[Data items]
PR #197, opened 2022-08-12
propolis-server: reorganize the global Context structure and rename some of its members

gjcolombo:
Do a little housekeeping in the `propolis_server::server::Context` struct:

- Rename it to `DropshotEndpointContext` to make clear that this is the thing that gets passed to HTTP endpoint handlers
- Divide the context's members into `ServerObjects` and `StaticConfig` structs to distinguish the things the server creates/manages at runtime from initial server configuration that's needed to stand up new instances
- Rename some fields to (try to) make them clearer and more concise
- Add some doc comments
- Clean up unnecessary `pub` designations

No functionality should change in this PR, but I verified it passes PHD tests.

### DIFF
--- a/bin/propolis-server/src/lib/migrate/mod.rs
+++ b/bin/propolis-server/src/lib/migrate/mod.rs
@@ -18,7 +18,7 @@ use thiserror::Error;
 use tokio::{sync::RwLock, task::JoinHandle};
 use uuid::Uuid;
 
-use crate::server::Context;
+use crate::server::DropshotEndpointContext;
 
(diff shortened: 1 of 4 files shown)


jordanhendricks (approved):
I would like to get @pfmooney's feedback on this since he brought up this issue initially, but I like the new structure here (and I particularly appreciate the renaming of the Context object).

pfmooney (approved):

gjcolombo:
Sweet. Thanks folks!

Issue #155, opened 2022-07-06
Migration: creating a migration-target Crucible upstairs prevents (or may prevent) the source from pausing


gjcolombo:
@jmpesp and I were discussing live migration earlier and suspect the existing Crucible activation protocol and Propolis migration logic will combine to prevent migration of an instance with a Crucible backend. The troublesome sequence of operations is as follows:

1. Propolis P1 starts Crucible upstairs C1 which activates against a Crucible downstairs
2. A migration saga begins; Nexus creates Propolis P2 with the same device definitions as P1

*WHAT YOU NEED TO DO*
Search the data for "opened" and list every line in which it occurs.

*SOLUTION TO THIS EXERCISE*
PR #197, opened 2022-08-12
Issue #155, opened 2022-07-06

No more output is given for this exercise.